Data for processing:
┄┄┄┄┄┄┄┄┄┄

PR #1747, opened 2015-07-24
Fix escaped liveaction result

m4dcoder:
The DB model permanently changed the dict result when escaping the characters for persistence and then cascade the changes to other components. The fix makes a copy of the dict before escaping.

### DIFF
--- a/st2common/st2common/models/db/stormbase.py
+++ b/st2common/st2common/models/db/stormbase.py
@@ -13,7 +13,6 @@
 # See the License for the specific language governing permissions and
 # limitations under the License.
 
-import copy
 import datetime
 
 import bson
@@ -111,11 +110,11 @@ class StormBaseDB(StormFoundationDB):
 class EscapedDictField(me.DictField):
 
     def to_mongo(self, value):
-        value = mongoescape.escape_chars(copy.deepcopy(value))
+        value = mongoescape.escape_chars(value)
         return super(EscapedDictField, self).to_mongo(value)
 
     def to_python(self, value):
-        value = super(EscapedDictField, self).to_python(copy.deepcopy(value))
+        value = super(EscapedDictField, self).to_python(value)
         return mongoescape.unescape_chars(value)
 
     def validate(self, value):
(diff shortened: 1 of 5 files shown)


st2common/st2common/models/db/stormbase.py
```diff
@@ -110,11 +111,11 @@ class StormBaseDB(StormFoundationDB):
 class EscapedDictField(me.DictField):
 
     def to_mongo(self, value):
-        value = mongoescape.escape_chars(value)
+        value = mongoescape.escape_chars(copy.deepcopy(value))
         return super(EscapedDictField, self).to_mongo(value)
 
     def to_python(self, value):
-        value = super(EscapedDictField, self).to_python(value)
+        value = super(EscapedDictField, self).to_python(copy.deepcopy(value))
```
manasdk: This may not be required. Thoughts?

manasdk:
I am surprised we have not seen an issue with this before.

st2common/st2common/models/db/stormbase.py
m4dcoder: I did it to be symmetric with to_mongo. Maybe leave it alone until a bug is identified?

m4dcoder:
I think most of the tasks in Mistral WF we've been working are mostly python. And if shell, rarely do we use the output elsewhere.  But while working on the Mistral CI, I had to use the output and that's when I saw the problem.

st2common/st2common/models/db/stormbase.py
lakshmi-kannan: I'd add an actual unit test case to make sure copy was done if we have unit tests for EscapedDictField. 

My preference is to make the deepcopy both places.

lakshmi-kannan:
Good catch!

st2common/tests/unit/test_action_db_utils.py
```diff
@@ -132,6 +132,22 @@ def test_update_liveaction_status(self):
         self.assertDictEqual(newliveaction_db.context, context)
         self.assertEqual(newliveaction_db.end_timestamp, now)
 
+        # Update result in dict.
```
manasdk: Could we have a separate testcase. It is useful when reading why this test matters etc.

Kami:
Nice catch, indeed.

Kami:
I don't remember if I updated all the code to use the `EscapedDictField`, so there might some other places left which still use `mongoescape.{es,un}escape_chars`

st2common/st2common/models/db/stormbase.py
Kami: It seems like the best place to handle that would actually be `escape_chars` and `unescape_chars` function which is called by this field.

manasdk:
+1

┄┄┄┄┄┄┄┄┄┄

Problem to work on:
From the records above, state how many lines contain the word "when", and leave out everything else.

Solution for this exercise:
3